PROBLEM DETAILS
Each line of the data below that includes the string "profile" must be copied.

GIVEN ENTRIES
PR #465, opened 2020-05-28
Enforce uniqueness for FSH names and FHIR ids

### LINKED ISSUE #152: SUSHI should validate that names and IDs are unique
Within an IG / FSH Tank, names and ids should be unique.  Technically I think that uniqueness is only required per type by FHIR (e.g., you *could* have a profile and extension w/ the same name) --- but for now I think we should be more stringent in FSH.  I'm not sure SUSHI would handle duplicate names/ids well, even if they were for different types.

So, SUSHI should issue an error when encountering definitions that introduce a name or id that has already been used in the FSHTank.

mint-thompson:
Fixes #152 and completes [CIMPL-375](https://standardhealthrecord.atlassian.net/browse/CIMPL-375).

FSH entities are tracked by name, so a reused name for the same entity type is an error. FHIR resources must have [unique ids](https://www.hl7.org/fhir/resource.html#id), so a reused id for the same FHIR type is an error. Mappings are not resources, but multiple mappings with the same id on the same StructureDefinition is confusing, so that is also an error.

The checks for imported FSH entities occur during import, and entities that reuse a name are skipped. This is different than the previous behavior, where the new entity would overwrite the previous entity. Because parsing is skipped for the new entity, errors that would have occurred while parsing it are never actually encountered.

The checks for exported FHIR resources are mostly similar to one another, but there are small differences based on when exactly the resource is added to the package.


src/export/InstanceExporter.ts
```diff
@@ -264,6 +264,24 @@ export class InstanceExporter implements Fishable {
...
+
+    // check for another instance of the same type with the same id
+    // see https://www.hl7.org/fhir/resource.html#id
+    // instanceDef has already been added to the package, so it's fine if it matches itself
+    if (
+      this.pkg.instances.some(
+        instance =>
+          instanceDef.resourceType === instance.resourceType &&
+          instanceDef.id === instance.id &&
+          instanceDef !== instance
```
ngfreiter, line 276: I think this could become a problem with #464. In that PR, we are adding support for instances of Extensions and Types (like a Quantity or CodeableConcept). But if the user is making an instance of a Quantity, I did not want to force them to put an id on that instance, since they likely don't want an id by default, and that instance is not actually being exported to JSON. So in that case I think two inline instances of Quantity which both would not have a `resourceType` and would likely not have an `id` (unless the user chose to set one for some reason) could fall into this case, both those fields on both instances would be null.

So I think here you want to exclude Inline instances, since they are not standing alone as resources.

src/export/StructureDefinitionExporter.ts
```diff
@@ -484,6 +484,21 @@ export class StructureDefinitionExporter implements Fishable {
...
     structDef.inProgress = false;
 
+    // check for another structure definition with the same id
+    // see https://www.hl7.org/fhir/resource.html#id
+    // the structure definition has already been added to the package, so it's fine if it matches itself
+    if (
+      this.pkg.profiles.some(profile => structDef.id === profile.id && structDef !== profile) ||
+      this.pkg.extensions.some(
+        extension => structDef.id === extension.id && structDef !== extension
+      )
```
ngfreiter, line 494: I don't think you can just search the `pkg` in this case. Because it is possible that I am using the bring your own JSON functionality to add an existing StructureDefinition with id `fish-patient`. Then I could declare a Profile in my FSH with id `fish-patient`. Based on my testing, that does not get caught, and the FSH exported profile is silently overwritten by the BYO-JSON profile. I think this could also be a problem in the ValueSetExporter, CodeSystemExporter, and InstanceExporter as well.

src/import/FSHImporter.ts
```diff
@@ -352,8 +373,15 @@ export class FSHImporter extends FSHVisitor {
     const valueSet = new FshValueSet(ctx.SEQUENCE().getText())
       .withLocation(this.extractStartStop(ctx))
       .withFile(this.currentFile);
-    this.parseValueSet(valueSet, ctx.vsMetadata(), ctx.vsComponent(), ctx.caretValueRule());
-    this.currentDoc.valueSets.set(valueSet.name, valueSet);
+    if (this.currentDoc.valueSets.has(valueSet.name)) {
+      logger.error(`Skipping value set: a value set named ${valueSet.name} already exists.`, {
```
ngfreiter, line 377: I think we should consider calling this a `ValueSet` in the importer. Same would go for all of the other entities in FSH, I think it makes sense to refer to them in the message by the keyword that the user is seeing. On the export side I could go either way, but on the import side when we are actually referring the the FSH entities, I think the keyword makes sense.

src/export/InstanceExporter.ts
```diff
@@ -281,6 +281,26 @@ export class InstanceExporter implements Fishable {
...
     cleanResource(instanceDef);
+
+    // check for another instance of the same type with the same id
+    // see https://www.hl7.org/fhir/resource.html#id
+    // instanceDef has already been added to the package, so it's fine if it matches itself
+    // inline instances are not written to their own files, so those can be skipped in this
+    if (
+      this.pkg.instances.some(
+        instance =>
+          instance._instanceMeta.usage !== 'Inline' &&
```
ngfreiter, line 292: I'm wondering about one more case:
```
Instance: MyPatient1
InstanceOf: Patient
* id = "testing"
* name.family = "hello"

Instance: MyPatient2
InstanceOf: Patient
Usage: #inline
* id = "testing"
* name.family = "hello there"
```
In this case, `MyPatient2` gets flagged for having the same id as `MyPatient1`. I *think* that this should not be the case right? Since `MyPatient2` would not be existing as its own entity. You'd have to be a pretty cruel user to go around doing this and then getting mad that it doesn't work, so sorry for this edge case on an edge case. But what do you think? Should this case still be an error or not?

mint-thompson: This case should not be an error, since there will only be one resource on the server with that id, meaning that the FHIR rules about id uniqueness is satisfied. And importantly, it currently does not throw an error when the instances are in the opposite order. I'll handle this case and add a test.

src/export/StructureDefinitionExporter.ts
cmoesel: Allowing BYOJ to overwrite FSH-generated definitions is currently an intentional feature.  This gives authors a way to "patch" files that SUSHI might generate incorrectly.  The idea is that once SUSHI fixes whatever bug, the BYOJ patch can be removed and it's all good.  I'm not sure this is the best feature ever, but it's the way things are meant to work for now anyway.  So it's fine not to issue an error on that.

EXERCISE RESULT
Within an IG / FSH Tank, names and ids should be unique.  Technically I think that uniqueness is only required per type by FHIR (e.g., you *could* have a profile and extension w/ the same name) --- but for now I think we should be more stringent in FSH.  I'm not sure SUSHI would handle duplicate names/ids well, even if they were for different types.
+      this.pkg.profiles.some(profile => structDef.id === profile.id && structDef !== profile) ||
ngfreiter, line 494: I don't think you can just search the `pkg` in this case. Because it is possible that I am using the bring your own JSON functionality to add an existing StructureDefinition with id `fish-patient`. Then I could declare a Profile in my FSH with id `fish-patient`. Based on my testing, that does not get caught, and the FSH exported profile is silently overwritten by the BYO-JSON profile. I think this could also be a problem in the ValueSetExporter, CodeSystemExporter, and InstanceExporter as well.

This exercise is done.